◆ **Problem requirements**
Retype the listing without any alteration.

◆ **Material provided**
◇ ◇ ◇ ◇
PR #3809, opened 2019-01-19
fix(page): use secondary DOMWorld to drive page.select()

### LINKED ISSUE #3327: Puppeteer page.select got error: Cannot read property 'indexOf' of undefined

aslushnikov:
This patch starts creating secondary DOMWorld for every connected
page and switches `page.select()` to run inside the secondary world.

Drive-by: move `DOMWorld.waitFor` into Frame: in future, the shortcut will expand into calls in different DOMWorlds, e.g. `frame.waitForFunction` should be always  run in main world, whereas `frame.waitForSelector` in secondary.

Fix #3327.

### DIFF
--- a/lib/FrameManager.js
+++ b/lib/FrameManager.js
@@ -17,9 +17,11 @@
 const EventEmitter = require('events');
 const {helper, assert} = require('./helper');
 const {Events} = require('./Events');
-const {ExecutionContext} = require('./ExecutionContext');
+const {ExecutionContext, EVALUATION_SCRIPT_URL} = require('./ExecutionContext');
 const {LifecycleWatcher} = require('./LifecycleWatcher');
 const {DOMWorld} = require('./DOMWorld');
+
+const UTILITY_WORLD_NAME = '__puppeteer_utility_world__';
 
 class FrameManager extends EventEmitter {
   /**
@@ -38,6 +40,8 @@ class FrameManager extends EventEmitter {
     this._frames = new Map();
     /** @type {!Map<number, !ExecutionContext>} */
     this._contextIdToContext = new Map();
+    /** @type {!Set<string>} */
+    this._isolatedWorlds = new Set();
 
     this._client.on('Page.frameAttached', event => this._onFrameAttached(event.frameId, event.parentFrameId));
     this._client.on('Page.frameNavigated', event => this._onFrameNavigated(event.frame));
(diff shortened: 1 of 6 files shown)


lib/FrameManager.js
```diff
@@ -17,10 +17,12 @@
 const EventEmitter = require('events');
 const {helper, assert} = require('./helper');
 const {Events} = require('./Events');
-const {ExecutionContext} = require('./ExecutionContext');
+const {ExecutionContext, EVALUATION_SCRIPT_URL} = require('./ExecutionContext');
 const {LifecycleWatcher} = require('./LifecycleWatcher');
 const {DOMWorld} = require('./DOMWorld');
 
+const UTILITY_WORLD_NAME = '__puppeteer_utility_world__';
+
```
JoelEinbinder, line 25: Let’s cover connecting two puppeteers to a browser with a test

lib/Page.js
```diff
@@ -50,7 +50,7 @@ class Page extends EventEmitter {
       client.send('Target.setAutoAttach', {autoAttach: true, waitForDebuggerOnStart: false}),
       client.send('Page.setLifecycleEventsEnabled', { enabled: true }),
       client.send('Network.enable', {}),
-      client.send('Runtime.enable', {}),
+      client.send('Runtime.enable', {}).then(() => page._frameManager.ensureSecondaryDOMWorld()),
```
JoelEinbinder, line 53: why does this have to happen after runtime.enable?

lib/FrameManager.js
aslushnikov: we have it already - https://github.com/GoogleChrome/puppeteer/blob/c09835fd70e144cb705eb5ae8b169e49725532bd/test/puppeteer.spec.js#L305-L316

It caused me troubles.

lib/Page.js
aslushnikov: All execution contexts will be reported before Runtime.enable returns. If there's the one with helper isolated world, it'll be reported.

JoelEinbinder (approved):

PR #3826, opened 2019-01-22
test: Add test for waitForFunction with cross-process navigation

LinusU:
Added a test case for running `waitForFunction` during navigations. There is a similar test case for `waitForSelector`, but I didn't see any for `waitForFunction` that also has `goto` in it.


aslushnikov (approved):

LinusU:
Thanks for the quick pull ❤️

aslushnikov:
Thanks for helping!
◇ ◇ ◇ ◇
◆ **Output below**
PR #3809, opened 2019-01-19
fix(page): use secondary DOMWorld to drive page.select()

### LINKED ISSUE #3327: Puppeteer page.select got error: Cannot read property 'indexOf' of undefined

aslushnikov:
This patch starts creating secondary DOMWorld for every connected
page and switches `page.select()` to run inside the secondary world.

Drive-by: move `DOMWorld.waitFor` into Frame: in future, the shortcut will expand into calls in different DOMWorlds, e.g. `frame.waitForFunction` should be always  run in main world, whereas `frame.waitForSelector` in secondary.

Fix #3327.

### DIFF
--- a/lib/FrameManager.js
+++ b/lib/FrameManager.js
@@ -17,9 +17,11 @@
 const EventEmitter = require('events');
 const {helper, assert} = require('./helper');
 const {Events} = require('./Events');
-const {ExecutionContext} = require('./ExecutionContext');
+const {ExecutionContext, EVALUATION_SCRIPT_URL} = require('./ExecutionContext');
 const {LifecycleWatcher} = require('./LifecycleWatcher');
 const {DOMWorld} = require('./DOMWorld');
+
+const UTILITY_WORLD_NAME = '__puppeteer_utility_world__';
 
 class FrameManager extends EventEmitter {
   /**
@@ -38,6 +40,8 @@ class FrameManager extends EventEmitter {
     this._frames = new Map();
     /** @type {!Map<number, !ExecutionContext>} */
     this._contextIdToContext = new Map();
+    /** @type {!Set<string>} */
+    this._isolatedWorlds = new Set();
 
     this._client.on('Page.frameAttached', event => this._onFrameAttached(event.frameId, event.parentFrameId));
     this._client.on('Page.frameNavigated', event => this._onFrameNavigated(event.frame));
(diff shortened: 1 of 6 files shown)


lib/FrameManager.js
```diff
@@ -17,10 +17,12 @@
 const EventEmitter = require('events');
 const {helper, assert} = require('./helper');
 const {Events} = require('./Events');
-const {ExecutionContext} = require('./ExecutionContext');
+const {ExecutionContext, EVALUATION_SCRIPT_URL} = require('./ExecutionContext');
 const {LifecycleWatcher} = require('./LifecycleWatcher');
 const {DOMWorld} = require('./DOMWorld');
 
+const UTILITY_WORLD_NAME = '__puppeteer_utility_world__';
+
```
JoelEinbinder, line 25: Let’s cover connecting two puppeteers to a browser with a test

lib/Page.js
```diff
@@ -50,7 +50,7 @@ class Page extends EventEmitter {
       client.send('Target.setAutoAttach', {autoAttach: true, waitForDebuggerOnStart: false}),
       client.send('Page.setLifecycleEventsEnabled', { enabled: true }),
       client.send('Network.enable', {}),
-      client.send('Runtime.enable', {}),
+      client.send('Runtime.enable', {}).then(() => page._frameManager.ensureSecondaryDOMWorld()),
```
JoelEinbinder, line 53: why does this have to happen after runtime.enable?

lib/FrameManager.js
aslushnikov: we have it already - https://github.com/GoogleChrome/puppeteer/blob/c09835fd70e144cb705eb5ae8b169e49725532bd/test/puppeteer.spec.js#L305-L316

It caused me troubles.

lib/Page.js
aslushnikov: All execution contexts will be reported before Runtime.enable returns. If there's the one with helper isolated world, it'll be reported.

JoelEinbinder (approved):

PR #3826, opened 2019-01-22
test: Add test for waitForFunction with cross-process navigation

LinusU:
Added a test case for running `waitForFunction` during navigations. There is a similar test case for `waitForSelector`, but I didn't see any for `waitForFunction` that also has `goto` in it.


aslushnikov (approved):

LinusU:
Thanks for the quick pull ❤️

aslushnikov:
Thanks for helping!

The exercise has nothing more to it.